January 29, 2012 to June 10, 2012 |

Jim Dingilian: Subtractive Images

Over the course of the past decade, Jim Dingilian has developed a body of work in which he painstakingly renders ephemeral imagery by hand on found objects. This exhibition brings together three singular series of recent sculptures that the artist has modified by subtraction—the careful erasure or removal of material— to produce optically realistic representations.

Using old wooden school desktops whose surfaces he has covered entirely
with pencil, Dingilian “draws” atmospheric landscapes by erasing the graphite; repurposing empty glass bottles, the artist smokes their interiors with candle soot, and then through a process of delicate scraping depicts the marginal landscapes where such discarded bottles might be found; and utilizing aluminum beer and soda cans, Dingilian folds, punches, polishes, and sands their surfaces to create objects that reference nineteenth-century daguerreotype portraits.
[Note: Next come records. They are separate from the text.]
PR #389, opened 2017-07-07
Corrected regex for CamelCase package names

moollaza:
User reported that a new IA, `DDG::Spice::AnimeTest` wasn't loading.

I've updated the package name regex to properly handle CamelCase names so that uppercase letters can follow lowercased letters 👍 

/cc @pjhampton (this may have affected you recently as well!)


pjhampton:
nice @moollaza!

PR #2, opened 2019-06-14
add Dockerfile.rhel7 for OpenShift build

zshi-redhat:


zshi-redhat:
@ahalim-intel @przemeklal PTAL

przemeklal:
lgtm

ahalim-intel:
@przemeklal I have one comment, not about this PR but related. 
I see, existing Dockerfile is under `build/` directory. Maybe we should consolidate all docker files in same location.

przemeklal:
in most of our projects we keep in the top level so I moved it there as well, please see PR #3

PR #6, opened 2019-06-24
add build binary script

zshi-redhat:
This also defaults `make` to build binary instead of
image; To build container image, run image build
explicitly `make image`.


zshi-redhat:
@przemeklal @ahalim-intel PTAL

przemeklal:
thanks @zshi-redhat, looks good to me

Dingilian started his career as a photographer and the work in this exhibition, although not photographic, has been significantly informed by the nature of photography and its history. The landscape works also share affinities with nineteenth-century landscape painting, particularly due to the dramatic depiction of light, but differ significantly because of their emotional content: instead of exhibiting spiritual exaltation, they present a more melancholic view of human experience. The landscapes the artist chooses never embody classical beauty, but rather places of either numbing banality or unaccountable foreboding.

Dingilian’s interest in the phenomenon of light is clearly apparent in the works that resemble daguerreotypes. Just like an actual daguerreotype, the images on Dingilian’s can pieces are clearly visible only when viewed at an angle where one’s point of view is in correct relationship to the light source. The printed graphics that remain on the cans after the artist’s manipulation—Ballantine, Budweiser, Narragansett—offer poetic hints to their original lives.

The memories and associations that are conjured by the found objects chosen by Dingilian are amplified by the images he overlays on their surfaces. Dingilian’s work, although exhibiting a sense of nostalgia, avoids the simply sentimental with its mysterious sense of loss and longing.